* **Information shown**
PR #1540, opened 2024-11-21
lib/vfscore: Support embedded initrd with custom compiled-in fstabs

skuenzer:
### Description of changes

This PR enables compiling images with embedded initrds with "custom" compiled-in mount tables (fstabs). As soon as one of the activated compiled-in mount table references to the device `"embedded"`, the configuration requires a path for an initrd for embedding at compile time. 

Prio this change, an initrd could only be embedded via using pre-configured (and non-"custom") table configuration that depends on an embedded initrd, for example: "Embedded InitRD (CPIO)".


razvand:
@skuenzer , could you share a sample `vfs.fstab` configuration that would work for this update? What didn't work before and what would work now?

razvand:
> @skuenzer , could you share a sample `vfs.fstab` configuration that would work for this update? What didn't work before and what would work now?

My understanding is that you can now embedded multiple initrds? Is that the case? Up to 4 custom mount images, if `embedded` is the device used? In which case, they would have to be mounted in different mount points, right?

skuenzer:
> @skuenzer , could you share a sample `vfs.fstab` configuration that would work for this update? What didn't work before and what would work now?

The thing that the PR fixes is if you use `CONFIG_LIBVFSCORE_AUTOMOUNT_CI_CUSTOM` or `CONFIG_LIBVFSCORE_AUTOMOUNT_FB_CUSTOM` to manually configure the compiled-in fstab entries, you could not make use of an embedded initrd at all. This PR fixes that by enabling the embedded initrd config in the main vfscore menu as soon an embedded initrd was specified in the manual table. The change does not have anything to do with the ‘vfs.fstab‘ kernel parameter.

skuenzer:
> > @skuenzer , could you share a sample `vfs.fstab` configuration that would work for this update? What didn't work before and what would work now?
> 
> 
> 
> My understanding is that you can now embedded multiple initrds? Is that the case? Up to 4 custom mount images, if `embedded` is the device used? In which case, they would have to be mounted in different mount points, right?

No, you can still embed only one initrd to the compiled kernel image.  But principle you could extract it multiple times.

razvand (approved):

==

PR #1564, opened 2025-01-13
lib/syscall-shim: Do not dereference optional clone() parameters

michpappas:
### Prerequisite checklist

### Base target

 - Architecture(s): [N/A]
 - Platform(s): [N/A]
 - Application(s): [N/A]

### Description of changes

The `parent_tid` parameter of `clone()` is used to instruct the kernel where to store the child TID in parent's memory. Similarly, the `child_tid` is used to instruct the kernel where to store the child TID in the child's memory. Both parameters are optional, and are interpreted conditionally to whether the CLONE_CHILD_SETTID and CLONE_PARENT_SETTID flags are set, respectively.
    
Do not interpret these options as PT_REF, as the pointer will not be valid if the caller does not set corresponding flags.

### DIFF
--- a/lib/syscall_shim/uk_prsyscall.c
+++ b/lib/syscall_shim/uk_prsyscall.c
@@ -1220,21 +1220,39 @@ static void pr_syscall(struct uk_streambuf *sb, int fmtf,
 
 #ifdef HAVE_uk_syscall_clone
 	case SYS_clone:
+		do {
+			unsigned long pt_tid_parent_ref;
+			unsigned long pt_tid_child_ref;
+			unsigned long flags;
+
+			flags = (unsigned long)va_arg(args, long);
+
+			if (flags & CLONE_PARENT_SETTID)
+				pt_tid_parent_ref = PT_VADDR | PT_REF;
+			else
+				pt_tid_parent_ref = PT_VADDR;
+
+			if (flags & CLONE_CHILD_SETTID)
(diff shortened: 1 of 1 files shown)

* **Exercise requirements**
Note down each line above where the word "share" occurs.

* **Task answer**
@skuenzer , could you share a sample `vfs.fstab` configuration that would work for this update? What didn't work before and what would work now?
> @skuenzer , could you share a sample `vfs.fstab` configuration that would work for this update? What didn't work before and what would work now?
> @skuenzer , could you share a sample `vfs.fstab` configuration that would work for this update? What didn't work before and what would work now?
> > @skuenzer , could you share a sample `vfs.fstab` configuration that would work for this update? What didn't work before and what would work now?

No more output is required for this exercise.